Below are records; count the lines among them that include the string "inport", and state only the number.
┄┄┄┄┄┄
PR #645, opened 2015-10-27
Implementation of virtio net driver

dpino:
This is a first implementation of a virtio net driver.

Code by @javierguerragiraldez. I cleaned up the code a bit and tested it in a virtualized guest. Packets flow from the guest to the host and viceversa. SnabbSwitch runs on the guest.


src/apps/basic/basic_apps.lua
```diff
@@ -95,20 +95,14 @@ function Tee:new ()
...
-                  transmit(output[k], k == #output and p or packet.clone(p))
-               end
+   for _, inport in ipairs(self.input) do
+      while not inport:empty() do
+         local pkt = inport:receive()
+         local used = false
+         for _, outport in ipairs(self.output) do
+            if not outport:full() then
+               outport:transmit(used and pkt:clone() or pkt)
+               used = true
```
lukego: Is this a rewrite of the `Tee` app to preserve the functionality but make the code shorter? That would be very welcome: nothing is better than reducing code size while preserving functionality :-).

Review is a bit hard though when there is no commit message explaining why the change is being made. Since this is included with the commit that adds the Virtio-net driver I am left wondering whether this is actually modifying the `Tee` behavior in some way that the Virito-net driver depends on.

(Just as feedback for the future: I'm not suggesting to go back and rebase it now.)

src/apps/virtio_net/virtio_net_dev.lua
┄┄┄┄┄┄
- _FINAL ANSWER_:
3